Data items
---*---

PR #188, opened 2025-03-07
Initial plugin work

timothyarmes:


Amaras (commented):
Without trying to run the code, it looks good.
I'll run it when I have some time

src/plugins/chessevent/chessevent.py
```diff
@@ -0,0 +1,17 @@
+
```
pascalaubry, line 1: ~~Is there a place where all the methods of the pugins are describes?~~
~~Can Pluggy do that automagically?~~
Found.

src/plugins/ffe/ffe.py
```diff
@@ -0,0 +1,114 @@
...
+                player.ffe_licence_number = ffe_player.ffe_licence_number
+                player.club = ffe_player.club
+                player.league = ffe_player.league
+                player.comment = ffe_player.comment
+
+@hookimpl
+def get_tournament_card_block_template():
+    return "/ffe_tournament_card_block.html"
+
+def split_players_by(split_by: str, players: list[Player]):
```
pascalaubry, line 71: No @hookimpl here?

src/plugins/ffe/ffe.py
```diff
@@ -0,0 +1,114 @@
...
+        ),
+    ]
+
+@hookimpl
+def get_extra_print_view_columns(document: PrintDocument):
+    match document:
+        case PrintDocument.PLAYER_LIST | PrintDocument.RANKING | PrintDocument.CROSSTABLE:
+            return [
+                ExtraColumn(
+                    insertion_index=6,
```
pascalaubry, line 106: Probably impossible to have several plugins adding columns with an int value, but I dont see how to name columns properly.

src/web/controllers/admin/base_event_admin_controller.py
```diff
@@ -176,6 +185,11 @@ def _get_admin_event_render_context(
             case 'config':
                 pass
             case 'tournaments':
+                tournament_card_blocks = PM.plugin_manager.hook.get_tournament_card_block_template()
+                template_context |= {
+                    'paired_bye_result_options': cls._get_paired_bye_result_options(),
+                    "tournament_card_blocks": tournament_card_blocks
+                }
```
pascalaubry, line 192: Lines 193-195 do nothing.

src/plugins/ffe/ffe_database.py
```diff
@@ -30,10 +30,10 @@
     PlayerRatingType,
     PlayerGender,
     PlayerTitle,
-    PlayerFFELicence,
 )
 from database.access.ffe.ffe_access_database import FfeAccessDatabase
```
pascalaubry, line 34: I feel that keeping the same folder hierarchy in plugins would help (src/plugins/ffe/database/sqlite here).

src/plugins/hookspec.py
```diff
@@ -0,0 +1,66 @@
...
+hookimpl = pluggy.HookimplMarker(APP_NAME)
+
+class PrintSplitOption(NamedTuple):
+    name: str
+    url_name: str
+    split_fn: Callable[
+        [list[Player]], dict[str, list[Player]]
+    ]
+
+class ExtraColumn(NamedTuple):
```
pascalaubry, line 21: I wonder what will happen if two plugins add columns.

src/web/settings.py
```diff
@@ -129,8 +131,12 @@ def uptodate() -> bool:
         return contents, os.path.normpath(filename), uptodate
 
 
-template_dir: Path = BASE_DIR / 'src/web/templates'
+plugin_template_paths: list[Path] = plugin_manager.hook.get_templates_path()
```
pascalaubry, line 135: We have to keep in mind that homonymic templates may lead to undesired templates loaded.

src/web/settings.py
```diff
@@ -140,10 +146,11 @@ class PapiWebEnvironment(Environment):
 
     def __init__(
         self,
-        directory: Path,
+        directories: list[Path],
     ) -> None:
```
pascalaubry, line 150: Remove this line.

pascalaubry (changes requested):
Did not really test yet.

src/plugins/ffe/ffe.py
timothyarmes: It's not a hook, just a function

src/plugins/ffe/ffe.py
timothyarmes: Not sure what you mean, you can add several columns, they're inserted at appropriate index based on the core columns.  The function is intended to be generic for multiple views, so name would be harder.

src/plugins/hookspec.py
timothyarmes: It works perfectly.

src/web/settings.py
timothyarmes: I've used a prefix naming convention

src/plugins/ffe/ffe.py
pascalaubry: I was thinking of several plugins adding columns: in which order?
Anyway not time to think of that now ;-)

src/web/settings.py
pascalaubry: Prefixing the names of the templates by the name of the plugin is a good idea.

src/plugins/ffe/ffe_database.py
timothyarmes: I think we'll just end up with folders containing one file.  Let's tidy up the plugin folder once we know what we're working with

pascalaubry (approved):
OK for me.
As architecture is concerned, I would like @Amaras to have a look at it also.

Amaras (approved):
Code looks good, architecture seems fine

PR #195, opened 2025-03-08
Fixed result entry modal dismiss

pascalaubry:
JS code has been forgotten.


pascalaubry:
@timothyarmes The hover effect is back when removing the lstrip_blocks and trim_blocks parameters, but you probably had a good reason to add them. So I let you see ;-)

timothyarmes (approved):

PR #196, opened 2025-03-08
Fix print values

Amaras:


timothyarmes (approved):
Finding it hard t follow how all this works, but it's working under test

Amaras:
> Finding it hard t follow how all this works, but it's working under test

Yeah, I don't know why the players are not updated properly, so I simply returned them to be sure.

PR #198, opened 2025-03-09
Removed papi_web.ini

pascalaubry:
Removed papi_web.ini (now use an application-level database)
Moved the application version from PapiWebConfig to StoredConfig
The web port is not configured, a list of pre-defined ports are tried at startup
Forcing the edition of the settings is possible by setting StoredConfig.force_edit to True
Updated federation flags
@Molrn I think that some of the migration code can be factorized between event and config


Molrn (commented):
- Factoring between Config and Event migrations definitely needed
- access in the toolbar a bit excessive in my opinion (suggestion: cog icon only, aligned right of the toolbar)
image
 - for PRs with a lot of changes, better to keep the features separated into multiple PRs (ex: federation flags should not be here)

src/database/sqlite/config/config_database.py
```diff
@@ -0,0 +1,157 @@
...
+class ConfigDatabase(SQLiteDatabase):
+    """
+    The SQLite database class for Papi-web config.
+    """
+
+    # The current Papi-web version
+    papi_web_version: Version = Version('2.4.24')
+
+    # The file holding the configuration of the application.
+    config_database_path: Path = Path('.scc')
```
Molrn, line 29: why this naming ? I'm not familiar with it, and I can't find it used the same way in other projects. Why not a clearer name, like ``config.db` ?

pascalaubry: scc stands for Sharly Chess Config.

pascalaubry:
Back to draft to factorize the migration code with @Molrn

Molrn:
factorize done, it represents much more changes than I expected. Hope this is not using a bazooka to kill a fly, I prioritized having as few code duplication as possible. @pascalaubry I'd like to have your opinion on this

src/common/papi_web_config.py
```diff
@@ -70,313 +63,90 @@ def __init__(self):
...
-            print_interactive_error(
-                _('Could not write to {ini_file}: {ex}.').format(
-                    ini_file=self.config_file, ex=ex
-                )
-            )
+    def reload(self):
+        self.stored_config = self.load()
+
+    def load(self) -> StoredConfig:
+        from database.sqlite.config.config_database import ConfigDatabase
```
pascalaubry: Is there a real need to import rom the function (called at any run)?

src/database/sqlite/config/config_database.py
```diff
@@ -0,0 +1,113 @@
...
+        self.execute(
+            'UPDATE `info` SET `version` = ?',
+            (f'{version.major}.{version.minor}.{version.micro}', ),
+        )
+        self._version = version
+
+    @property
+    def migration_manager(self) -> AbstractMigrationManager:
+        return ConfigMigrationManager()
+
```
pascalaubry, line 58: I would expect this method in v2_00_00.py, don't you?

src/database/sqlite/event/event_database.py
```diff
@@ -52,9 +60,51 @@ def __init__(
...
+            'UPDATE `info` SET `version` = ?, `last_update` = ?',
+            (f'{version.major}.{version.minor}.{version.micro}', time.time()),
+        )
+        self._version = version
+
+    @property
+    def migration_manager(self) -> AbstractMigrationManager:
+        return EventMigrationManager()
+
+    def insert_creation_values(self):
```
pascalaubry, line 86: Same remark as for config_database.py

pascalaubry:
@Molrn Everything is clear for me now.
Juste have a look at my comment on papi_web_dev.py ~~and make it ready for review of OK for you~~.
Wait wait... Something must be done in utils to migrate both event and config.

src/common/papi_web_config.py
Molrn: the local import of Config Database is required to prevent circular import. The other solution I see to do this is to put back the version into its previous state (hard-coded  in PapiWebConfig) instead of reading it from the .scc DB. Version has to be hardcoded somewhere, I don't think it is that much more relevant to have it hard-coded in ConfigDatabase than in PapiWebConfig. It is in my opinion confusing, as other hard-coded values are part of PapiWebConfig

Molrn:
> access in the toolbar a bit excessive in my opinion (suggestion: cog icon only, aligned right of the toolbar)  

before moving to non-draft you mind taking care of this point we discussed ? @pascalaubry

utils/event_databases/migrate.py
```diff
@@ -37,38 +38,127 @@
...
-        with EventDatabase(event_id, True, False) as event_database:
-            if event_database.version == version:
-                print_interactive_info(
-                    f'Database [{event_id}] already at version {version}'
+    config_versions: list[Version] = []
+    event_versions: list[Version] = []
+    config_migration_manager: ConfigMigrationManager = ConfigMigrationManager(True)
+    event_migration_manager: EventMigrationManager = EventMigrationManager(True)
+    if args.version:
+        print(args.version)
```
Molrn: remaining print

utils/event_databases/migrate.py
```diff
@@ -37,38 +38,127 @@
...
+        for v in args.version:
+            if v == 'current':
+                if config:
+                    config_versions.append(SQLiteVersionedDatabase.papi_web_version)
+                if event_ids:
+                    event_versions.append(SQLiteVersionedDatabase.papi_web_version)
+            else:
+                version = Version(v)
+                max_version = max(version, SQLiteVersionedDatabase.papi_web_version)
```
Molrn: unused variable

utils/event_databases/migrate.py
```diff
@@ -37,38 +38,127 @@
...
+                if config:
+                    config_versions.append(
+                        max(
+                            min(
+                                Version(v),
+                                SQLiteVersionedDatabase.papi_web_version,
+                                config_migration_manager.last_migration_version
+                            ),
+                            config_migration_manager.first_migration_version,
```
Molrn: last_migration_version est toujours supérieur à first_migration_version

utils/event_databases/migrate.py
```diff
@@ -37,38 +38,127 @@
...
+                        max(
+                            min(
+                                Version(v),
+                                SQLiteVersionedDatabase.papi_web_version,
+                                event_migration_manager.last_migration_version
+                            ),
+                            event_migration_manager.first_migration_version,
+                        )
+                    )
+    else:
```
Molrn: calculs de version pas nécessaires peu nécessaires à mon avis: avoir un message d'erreur quand tu mets une mauvais version est déjà pris en charge par la classe, et migrer vers une autre version sans explication laisse penser à un bug. faut aller au plus simple: `.append(Version(v))`

utils/event_databases/migrate.py
```diff
@@ -37,38 +38,127 @@
...
+        if event_ids:
+            event_versions.append(
+                max(
+                    min(
+                        SQLiteVersionedDatabase.papi_web_version,
+                        event_migration_manager.last_migration_version
+                    ),
+                    event_migration_manager.first_migration_version,
                 )
+            )
```
Molrn: en amont: `versions = args.version or ['current']`, ça te permet de supprimer toute cette partie. Tout ce qui permet de réduire la complexité et les répétitions dans le code, on prend

src/common/papi_web_config.py
pascalaubry: Resolved by moving papi_web_version to SqliteVersionedDatabase

utils/event_databases/migrate.py
pascalaubry: Removed.

utils/event_databases/migrate.py
pascalaubry: Removed.

utils/event_databases/migrate.py
pascalaubry: Avant simplification, si j'exécute migrate.py --event=35-tc --config --version=0.0.0 --version=current, obtiens :
image
Après simplification j'obtiens :
image
J'ai essayé de simplifier au max avec tes remarques, n'hésite pas à rectifier directement en gardant le même comportement si tu penses que c'est mieux.

utils/event_databases/migrate.py
pascalaubry: Cf ci-dessous.

utils/event_databases/migrate.py
pascalaubry: Cf ci-dessous.

pascalaubry:
> * Factoring between Config and Event migrations definitely needed
> * access in the toolbar a bit excessive in my opinion (suggestion: cog icon only, aligned right of the toolbar)
>   image
> * for PRs with a lot of changes, better to keep the features separated into multiple PRs (ex: federation flags should not be here)

I will do it on another PR.

Molrn (dismissed):

src/data/player.py
```diff
@@ -210,7 +210,8 @@ def __init__(
         self.time_control_initial_time: int | None = None
         self.time_control_increment: int | None = None
         self.time_control_modified: bool | None = None
-        self._tournament_ref: 'ReferenceType[Tournament] | None' = tournament
+        self._tournament_ref: 'ReferenceType[Tournament] | None' = None
+        self.tournament = tournament
```
pascalaubry: Also partially fixed in #211 but I had to fix it here to test.

timothyarmes (changes requested):
I have the default federation set to FRA.

When I create an event, the dropdown is still set to FID.

timothyarmes (dismissed):

timothyarmes (approved):

PR #204, opened 2025-03-10
Allow addition of tournament exporters via plugins

Molrn:


src/plugins/hookspec.py
```diff
@@ -107,3 +108,6 @@ def get_extra_print_view_columns(self, document: PrintDocument) -> Iterable[Iter
     def get_extra_screen_columns(self, screen: ScreenType) -> Iterable[Iterable[ExtraColumn] | None]:
         """Provide extra columns for the print view"""
 
+    @hookspec
+    def get_extra_tournament_exporters(self) -> Iterable[AbstractTournamentExporter]:
```
timothyarmes: I think this should be Iterable[Iterable[AbstractTournamentExporter]].

Each plugin can return a list of AbstractTournamentExporter.  The hook returns an array of results for each plugin;:
[[plugin1_exporter1, plugin1_exporter2], [plugin2_exporter1, plugin2_exporter2]]

timothyarmes: maybe you're right though, and we should document the return type for the plugin, not the hook itself?
I thinks it's completely ignored by Pluggy

Molrn: my bad I commited before seeing your second comment ^^' I've looked up the pluggy doc and usages and encountered both, without any effect, the @hookspec decorator seems to cancel the effects of typing. I think the most important is for for it to be consistant in our code, and either choose the typing that @hookimpl should return or the one returned when calling the hook.  

I think I have a preference for  using the @hookimpl typing (i.e without the additional iterable) because we are more likely to mess up types when adding a new implementation of the hook than when first calling the hook. If you're ok with it, I'd like to modify it for every other @hookspec

Molrn: just added a commit to modify the typing on every hook as I described, if it does not suit you I'll revert it

timothyarmes (approved):

src/plugins/hookspec.py
timothyarmes: I agree, it's more useful

PR #211, opened 2025-03-11
Fix weak ref

timothyarmes:


src/data/player.py
```diff
@@ -210,7 +210,7 @@ def __init__(
         self.time_control_initial_time: int | None = None
         self.time_control_increment: int | None = None
         self.time_control_modified: bool | None = None
-        self._tournament_ref: 'ReferenceType[Tournament] | None' = tournament
+        self.tournament = tournament
```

---*---

**HOW TO COMPLETE THIS TASK**
Write out only the lines that run from the line containing "plugin1_exporter2], [plugin2_exporter1, plugin2_exporter2]]" through the line containing "I thinks it's completely ignored by Pluggy", both included, exactly as they appear above.

**COMPLETED EXERCISE**
[[plugin1_exporter1, plugin1_exporter2], [plugin2_exporter1, plugin2_exporter2]]

timothyarmes: maybe you're right though, and we should document the return type for the plugin, not the hook itself?
I thinks it's completely ignored by Pluggy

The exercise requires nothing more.